Sovereign International Weekly Market Report

Sovereign International Weekly Market Report

European currencies explode as Germany embraces fiscal stimulus

We saw truly massive shifts in the FX market last week, with moves not seen since the early chaotic days of the COVID-19 pandemic.

Highlights:

  • Trump's tariff chaos continues.
  • Germany changes tack on fiscal rules.
  • EU on course to ramp up its defences.
  • USD falls against every other G10 currency.
  • Scandis outperform; SEK rallies.
  • Markets await fresh US CPI data.

President Trump's apparent demolition of the post-war European security architecture is having a paradoxical impact on currency markets. It's forcing Europe, and Germany in particular, to embrace massive increases in defence spending, to be financed apparently by deficit spending and additional debt. European bonds sold-off sharply on the news, and European currencies soared, notably the euro, which astonishingly posted one of its biggest weekly gains since the Global Financial Crisis in 2009.

Investors are also pricing in a high degree of damage to the US economy from both the substance of Trump's tariff policies and their amateurish implementation. One of our favoured barometers of US growth, the Atlanta Fed GDPNow estimate, is even pointing to a contraction in excess of 2% annualised in the first quarter of the year. The dollar subsequently lost ground against more or less every currency worldwide, with the US Dollar Index ending the week around 3% lower.

The macroeconomic calendar this week serves up the US inflation report for February. Markets are not really expecting further progress towards the Fed's target level, with the consensus eying an monthly annualised rate of nearly 4%. However, it is likely that once again macroeconomic information will be overshadowed by the chaos emanating out of the White House, any signs of resulting damage for the US economy, and further announcements of defence spending initiatives out of European countries.

USD

The February payrolls report temporarily calmed fears that the chaos emanating out of the White House will damage US growth, coming in more or less as expected, and still consistent with steady though unspectacular job creation. While this report stabilised the dollar after its dramatic weekly fall, it could not get a rebound going, as US stocks continue to underperform those of the rest of the world in an apparent no confidence vote on Trump's policies.

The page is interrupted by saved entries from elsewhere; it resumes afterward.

Issue #745, opened 2014-11-28
Error on init: TypeError: Cannot read property 'identity' of undefined


marcelklehr:
I get this error when calling waterline.initialize()
```
node_modules/waterline/lib/waterline/adapter/sync/strategies/alter.js:42
 = _.find(self.query.waterline.schema, {tableName: self.collection}).identity;

TypeError: Cannot read property 'identity' of undefined
    at afterDescribe (node_modules/waterline/lib/waterline/adapter/sync/strategies/alter.js:42:91)
    at bound (node_modules/waterline/node_modules/lodash/dist/lodash.js:957:21)
    at applyInOriginalCtx (node_modules/waterline/lib/waterline/utils/normalize.js:416:80)
    at wrappedCallback (node_modules/waterline/lib/waterline/utils/normalize.js:315:18)
    at _normalizeCallback.callback.success (node_modules/waterline/node_modules/node-switchback/lib/normalize.js:33:31)
    at _switch (node_modules/waterline/node_modules/node-switchback/lib/factory.js:35:28)
    at node_modules/sails-memory/lib/database.js:163:5
    at null._onTimeout (node_modules/sails-memory/lib/database.js:122:5)
    at Timer.listOnTimeout (timers.js:133:15)
```

andrewjmead:
I'm getting that same error. I was able to debug it to be an issue with capitalization in the identity name. It would run once fine, then it would error out the second time. I updated the name to lower case and blasted the DB away and everything was fine.

```
// Name that did not work
identity: "linkStatus",

// Name that did work
identity: "linkstatus",

```

emersion:
@andrewjmead Same problem, same solution. Thanks!

andrewjmead:
@emersion Thanks for following up!

jeremiahrhall:
The upper to lower case change worked for me as well.

tjwebb:
Yea, by the way, when you don't manually set `identity`, sails automatically sets it to be lowercase.

devinivy:
@tjwebb I thought identities were always lowercase–how do you "manually" set an identity with case?  If identities are always lowercase and that's not in the docs, let's add it.  Also, if identities should be lowercase, we should add a useful error message.

tjwebb:
I don't see it documented anywhere but other github comments. Here's some relevant code: https://github.com/balderdashy/waterline/blob/master/lib/waterline.js#L116

[...]

PR #1278, opened 2016-01-18
added to roadmap: do not mess with identity case (see #745)

japel:
see #745


particlebanana:
Thanks @japel. For anyone coming across this in the future we have a new [Contribution Guide](https://github.com/balderdashy/sails/blob/master/CONTRIBUTING.md) which specs out what requests like this should like when being made.

Issue #1091, opened 2015-07-16
save() Callback Returning Record Inconsistent with Database


itsalaidbacklife:
This issue appears similar to [975](https://github.com/balderdashy/waterline/issues/975) as well as [2073,](https://github.com/balderdashy/sails/issues/2073) but it is different in that while the save() call fails to persist the local data to the database, waterline throws no error. Essentially, when making several nested find()'s, then calling add() and remove() on different collections in the returned records and then nesting the save() calls, the local copies of the records returned by save() are **correct,** but the data is **not** updated on the database. The records returned by save() are inconsistent with the records found at localhost:1337/modelName. Is this a bug, or am I misusing save()?

Here are the relevant models:

 In Card.js:

    attributes: {
      rank: {type: 'integer'},
      suit: {type: 'integer'},
      deck: {model: 'game'},
      scrap: {model: 'game'},
      hand: {model: 'player'},
      points: {model: 'player'},
      runes: {model: 'player'},
      stackedTwo: {model: 'game'},
      targetId: {type: 'integer'},
      attached: {model: 'card'},
      attachments: {collection: 'card', via: 'attached'},

      class: {type: 'string', defaultsTo: 'card',}
    }

In Player.js:
       
    attributes: {
      socketId: {type: 'string'},
      currentGame: {model: 'game'},
      pNum: {type: 'integer'},
      hand: {collection: 'card', via: 'hand'},
      points: {collection: 'card', via: 'points'},
      runes: {collection: 'card', via: 'runes'},
      frozenId: {type: 'integer', defaultsTo: null},
      tempString: {type: 'string', defaultsTo: ''},
    }

Below is the action in our controller:
It is supposed to find two players, one of which is the 'thief' and one of which is the 'victim'. The 'theif' player removes a jack from his hand collection and adds that jack to the 'attachments' collection of a card in the 'victim' player's runes collection. The chosen card is then removed from the victim's runes and added to the 'thief' player's runes. Both players are then saved in a nested fashion, so that the callback passed to the innermost save() has access to all of the fully updated records, for the purpose of running a publishUpdate() that we do not currently call. the lines `console.log(savedP0)` and `console.log(savedP1)` print the exact expected data, but checking the database at localhost:1337/player reveals that the only change made on the database was removing the jack card from the 'thief' player's hand. None of the add() calls, nor the other remove() calls, besides the one on the 'thief' player's hand, persist on the database.

	jackBug: function (req, res) {
[...]

Issue #1037, opened 2015-05-30
.save() and .populate() aren't friends


anasyb:
```
User.findOne('xyz').populate('posts').exec(function(err, user){
  user.comments.add('someCommentID');
  user.save();
})
```
This is trying to re-insert all posts into user?! Of course it throws off an `already exists` error (and sometimes even goes ahead and inserts duplicate records into the join table https://github.com/balderdashy/sails-mongo/issues/288 !!!). Somehow related to https://github.com/balderdashy/waterline/issues/975 and the other issues referenced in there, but not sure its the same thing.
On mongo.

P.S.: not sure if `user.comments.add('someCommentID');` is needed to reproduce the error, but that's what I have in my code. Maybe its just the `.save()`.

devinivy:
Related: this old PR #898 fixing #858, where `save` and `populate` were not behaving very nicely together.  In your example, are Users and Posts in a one-to-many or many-to-many relationship?

anasyb:
Thanks @devinivy, as awesome as always!
- sorry haven't caught that issue and PR, looks very similar
- Yeah I think I am still on 10.18.
- This happened in a one-way relationship: user has many posts, but post has no user. I think (but not sure) waterline assumes it's many-to-many.

devinivy:
I highly suggest upgrading past 0.10.18.  There's a data integrity danger if you populate an incomplete collection (say, by using population criteria) then save.

dmarcelino:
Hey @anasyb, did updating waterline fix the issue?

dmarcelino:
Closing this as inactive, please re-open if the problem persists.

PR #1295, opened 2016-02-03
Remove second argument to .save()

particlebanana:
> This is a breaking change and will require us to go ahead and push out a smaller version of `0.11`.

This may be controversial but I think it's the right thing to do. The current behavior of `.save()` is awful as documented in #441 #1091 #1037 #954 and probably more. Right now it populates all the attributes which can easily overflow memory. There is a flag to mitigate some of this but it shouldn't happen in the first place.

Trying to determine what to populate based on what attributes are currently set in the model sounds nasty as well. Removing this attribute makes the API cleaner and more predictable as well as a tad bit faster because it has do at minimum one less query.

I want to continue removing pieces related to model serialization in future releases as well so nested/graph operations are probably next on the chopping block.

So to summarize this changes the function signature of the callback passed to `.save()` from `.save(function(err, updatedRecord) {})` to `.save(function(err) {})`.

### DIFF
--- a/lib/waterline/model/lib/defaultMethods/save.js
+++ b/lib/waterline/model/lib/defaultMethods/save.js
@@ -191,6 +191,16 @@ module.exports = function(context, proto, options, cb) {
       return cb(error);
     }
 
+    // Reset the model attribute values with the new values.
+    // This is needed because you could have a lifecycle callback that has
+    // changed the data since last time you accessed it.
+    // Attach attributes to the model instance
+    var newData = results.updateRecord[0];
+    _.each(newData, function(val, key) {
+      proto[key] = val;
+    });
+
+    // If a promise, resolve it
     if (deferred) {
       deferred.resolve();
     }
--- a/lib/waterline/model/lib/defaultMethods/save.js
+++ b/lib/waterline/model/lib/defaultMethods/save.js
@@ -7,9 +7,6 @@ var removeAssociation = require('../associationMethods/remove');
 var hop = require('../../../utils/helpers').object.hasOwnProperty;
 var defer = require('../../../utils/defer');
 var noop = function() {};
-var optDefaults = {
-  populate: true
-};
 
 /**
  * Model.save()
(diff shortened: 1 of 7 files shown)


devinivy:
Does this affect `save()`'s promised interface in the way one would expect?

particlebanana:
@devinivy it changes the promise resolver from:

```javascript
if (deferred) {		
  deferred.resolve(data);		
}
```

```javascript
if (deferred) {		
  deferred.resolve();		
}
```

I don't use promises does this cause some unexpected issue?

devinivy:
That seems right!  Just makin' sure, since it seems like the type of thing that could get buggered.  Still thinking about two things,

1. Can we reset the values on the saved instance with the new values from the db?  Imagine saving an object, defaults being applied to an attribute, the update occurring successfully, then the model instance not reflecting the defaults that were applied.
2. Can we make an additional breaking change to pass a legit `Error` rather than an array of objects representing failed transactions?

particlebanana:
@devinivy I think both of those requests are valid. I'd like to try and get this out today. What should the `Error` look like you think?

devinivy:
Cool!  For the error maybe something simple like,
```js
var err = new WLError('Some associations could not be added or destroyed during save().');
err.failedTransactions = failedTransactions; // The array of failed transactions
```

pauln:
Is there any reason that the population options were removed completely, rather than simply changing the default (to `false`, so that nothing is populated by default but it's possible to specify keys to populate - or set it to `true` if you really want to populate all associations)?  It doesn't seem to be possible to `populate()` after a `save()` - I get `myObj.save(...).populate is not a function` - so with the population options gone, I can't see a way to populate the associations at all.  This means that although I had an association populated before saving, once I've saved, it's been flattened with no way to populate it again - which seems like a strange side-effect of saving.

If I'm missing something, please enlighten me - but otherwise, can we please either have the population options back (with appropriate defaults) or get support for `.save().populate()` implemented?

PR #1306, opened 2016-02-19
Meta attribute property

particlebanana:
Part of the confusion and discussion about migrations has been that the attributes define properties in the physical storage layer. It's not ideal to continue adding adapter specific features to attribute definitions. This adds a reserved property to attribute definitions labeled `meta` that allows anything to be passed down to the adapter's `registerConnection` method.

The goal being that any adapter specific details can be defined and passed through. At the same time it cleans up the arguments being passed to `registerConnection` so that instead of trying to make sense of all the internal Waterline details you simple get a dictionary with the keys being the collection identity and each collection containing the following data:

* `definition` - the normalized table definition that was already being used by adapters. This stays the same.
* `attributes` - user defined attributes, including the `meta` field mentioned above.
* `meta` - a pre-existing object that defined extra generated metadata about a collection, such as the fact that it is a junctionTable.

I would still like to move all migrations out of Waterline in future releases but this will continue to be part of the spec.

```javascript
attributes: {
    email: {
      type: 'string',
      email: true,
      meta: {
        foo: 'bar',
        bar: function(hello) {
          return hello;
        }
      }
    }
  }
```

### DIFF
--- a/lib/waterline.js
+++ b/lib/waterline.js
@@ -84,7 +84,7 @@ Waterline.prototype.initialize = function(options, cb) {
   // Allow collections to be passed in to the initialize method
   if (options.collections) {
     for (var collection in options.collections) {
-      this.loadCollection(_.cloneDeep(options.collections[collection]));
+      this.loadCollection(options.collections[collection]);
     }
 
     // Remove collections from the options after they have been loaded
--- a/lib/waterline.js
+++ b/lib/waterline.js
@@ -160,6 +160,7 @@ Waterline.prototype.initialize = function(options, cb) {
 
         schemas[collection.identity] = collection;
         schemas[collection.identity].definition = schema;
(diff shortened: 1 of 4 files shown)


mikermcneil:
Ooh man, so glad this still merges after what I just did.  Very nice.

@particlebanana heads up- the callback from `Validator.prototype.validate()` now (finally) takes a first argument: `err`.  Originally, async custom validations were added via a PR, which was no big deal.  But since this was back before we were crotchety and jaded, it ended up getting moved around a bunch, and there was a throwing error that would crash the process.  That's taken care of, relevant tests are updated, and luckily it is encapsulated by an interface that didn't require changing too many places in the code base.

Anyway, I was mainly just checking to be sure I didn't mess this PR up.  And it looks like we're good.

PR #1307, opened 2016-02-19
Criterias with extra options can pass through.

gaurav21r:
This is a really *tiny* change and i don't think it would *disrupt* any tests etc.

Basically, our team works on custom Waterline Adapters and one of things that is required is to have changes to the Query language. Currently if we pass custom options to the criteria, it is automatically `mixin`ed into `where`.

So `model.find({opt1: {})` becomes `model.find({where: {opt1: {}})`.

If we explicitly have a `where` then this doesn't happen so
`model.find({where: {name: 'abc'}, opt1: {}})` remains unchanged.

**BUT** :exclamation: `model.find({where: {}, opt1: {}})` :arrow_right: `model.find({where: {opt1: {}}})`

The only thing this PR is doing is `model.find({where: {}, opt1: {}})` remains unchanged.
I think this is a reasonable intended behavior!

### DIFF
--- a/lib/waterline/utils/normalize.js
+++ b/lib/waterline/utils/normalize.js
@@ -183,11 +183,6 @@ var normalize = module.exports = {
       delete criteria.where.select;
     }
 
-    // If WHERE is {}, always change it back to null
-    if (criteria.where && _.keys(criteria.where).length === 0) {
-      criteria.where = null;
-    }
-
     // If an IN was specified in the top level query and is an empty array, we can return an
     // empty object without running the query because nothing will match anyway. Let's return
     // false from here so the query knows to exit out.


particlebanana:
@gaurav21r I was actually mocking something similar to this up today. Basically we need a way to pass arbitrary data down from a query to the adapter that isn't processed by Waterline. This could include things such as an active connection to a database or extra config options, etc. 

I thought of adding it to the criteria object as a quick fix but it seems a bit hacky and would be harder to ensure it isn't modified along the way. I would like a standalone argument that gets passed in.

The current function signatures are pretty widespread so I'm hesitant to break those. Would everyone be completely disgusted if I added an argument **AFTER** the `cb` argument?

```javascript
find: function find(connectionName, collectionName, options, cb, metadata) {}
```

gaurav21r:
@particlebanana Sorry for the delayed response. Great to know we are not alone with this use case!
Our requirement (a little lopsided though) is to get User credentials from a Database in order to communicate via a REST api.

Your proposal seems superior. But I think it breaks the **node style callbacks** which is a term oft used in the JS world (dunno what it means exactly). `cb` is no longer the **last** argument to the function. Will it break things like [Promisify](http://bluebirdjs.com/docs/api/promise.promisify.html) ? 

@particlebanana Why I chose this format was because, when the `where` is already a non null object, it works as expected. `model.find({where: {name: 'abc'}, opt1: {}})` remains unchanged. But why does `model.find({where: {}, opt1: {}})` :arrow_right: `model.find({where: {opt1: {}}})` ?

This seemed non standard behaviour and so I thought this was the best way to handle this.

devinivy:
I wouldn't love an argument after the callback.  I'd much prefer a `metadata` key in the options.

mikermcneil:
> I wouldn't love an argument after the callback. I'd much prefer a metadata key in the options.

February inflation should be the economic focus this week, but news on tariffs, the war in Ukraine or frankly any other random occurrence in Trump's social media timeline may well overshadow it. Once again, Trump last week delayed tariffs for Canada and Mexico that fall under USMCA, in another sign that a dilution of the levies is highly likely. This can partly explain the extent of the move lower in the greenback last week.

EUR

The German stimulus package unveiled last week removes the debt brake for most defence spending and launches a 500 billion euro financing vehicle to pay for infrastructure. This “whatever it takes” moment lifted the euro above the 1.08 level, and markets no longer expect the ECB to cut rates below 2%, with a pause at the bank’s next meeting in April now looking like the base case scenario for markets.

We note that potential negatives for the euro remain. Tariff uncertainty remains significant, and the substantial weakening of American commitment to the defence of Europe cannot be counted as a long-term positive. The sharp move in EUR/USD in the past week has also left it prime for a reversal, particularly should upcoming US data suggest that fears over an imminent contraction in the world’s largest economy are perhaps slightly overdone.

GBP

While sterling also soared against the dollar last week, it lagged a little behind other European currencies, particularly the euro. For now traders like the idea of fiscal stimulus in Germany, whereas the UK is in the process of budget consolidation given its much higher debt. Reports suggesting that Chancellor Reeves will be forced into spending cuts in the Spring will not have gone down well with investors.

Nevertheless, we think that the pound underperformance versus the euro may reverse. The UK economy is relatively less exposed to Trump's tariffs, as it actually runs a deficit with the US. Further, economic and business newsflow has turned more positive of late, and Bank of England communications remain relatively hawkish, with most MPC members stressing that no more than “gradual” cuts are likely during the remainder of the year. We look forward to monthly GDP numbers on Friday to confirm the trend of slightly better than expected economic news.